→ DESCRIPTION OF THE TASK
Return the full set of records, matching them character for character.

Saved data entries
PR #667, opened 2022-11-22
Introduce the `AssignmentsCompletionProvider` to suggest variables

### LINKED ISSUE #659: [Intelligent code completion] Introduce the `AssignmentsCompletionProvider` to suggest variables
Analog to the `ObjectCompletionProvider`, the new `AssignmentsCompletionProvider` will be pretty much the same thing, however it will rely on the `AssignmentsFinder` to suggest variables for users.

In the example below, target must be suggested:
```liquid
{%- liquid
  assign target = cart
%}
{{ tar█ }}
```

The editor already suggests that kind of term by default. However, if we suggest it, we may show the `cart` documentation for the target variable.

Poitrin:
### WHY are these changes introduced?

Fixes #659 

### WHAT is this pull request doing?

Introduce the `AssignmentsCompletionProvider` to suggest variables

### How to test your changes?

1. Make sure that you are on the correct `theme-check` branch.
2. Test with Liquid code similar to this:
```
{%- liquid
  assign product = all_products.first
  assign prod_uct = product
%}
{{ prod█ }}
```
3. When you start typing `prod`, do you see the following suggestions?
23-32-pyhc4-r394p
4. Does `product` only appear _once_? Do `product` and `prod_uct` display the correct description (namely the one about the globally available variable `product`)?

Add the following code below:
```
{%- liquid
  assign image1 = all_products.first.images.first
%}
{{ ima█ }}
```
1. When you type `ima`, does it suggest `image1`?
2. When you type `ima` in the first example (instead of `prod`), does it **not** suggest `image1`?


karreiro (approved):
Thank you, @Poitrin!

→ FINISHED EXERCISE
PR #667, opened 2022-11-22
Introduce the `AssignmentsCompletionProvider` to suggest variables

### LINKED ISSUE #659: [Intelligent code completion] Introduce the `AssignmentsCompletionProvider` to suggest variables
Analog to the `ObjectCompletionProvider`, the new `AssignmentsCompletionProvider` will be pretty much the same thing, however it will rely on the `AssignmentsFinder` to suggest variables for users.

In the example below, target must be suggested:
```liquid
{%- liquid
  assign target = cart
%}
{{ tar█ }}
```

The editor already suggests that kind of term by default. However, if we suggest it, we may show the `cart` documentation for the target variable.

Poitrin:
### WHY are these changes introduced?

Fixes #659 

### WHAT is this pull request doing?

Introduce the `AssignmentsCompletionProvider` to suggest variables

### How to test your changes?

1. Make sure that you are on the correct `theme-check` branch.
2. Test with Liquid code similar to this:
```
{%- liquid
  assign product = all_products.first
  assign prod_uct = product
%}
{{ prod█ }}
```
3. When you start typing `prod`, do you see the following suggestions?
23-32-pyhc4-r394p
4. Does `product` only appear _once_? Do `product` and `prod_uct` display the correct description (namely the one about the globally available variable `product`)?

Add the following code below:
```
{%- liquid
  assign image1 = all_products.first.images.first
%}
{{ ima█ }}
```
1. When you type `ima`, does it suggest `image1`?
2. When you type `ima` in the first example (instead of `prod`), does it **not** suggest `image1`?


karreiro (approved):
Thank you, @Poitrin!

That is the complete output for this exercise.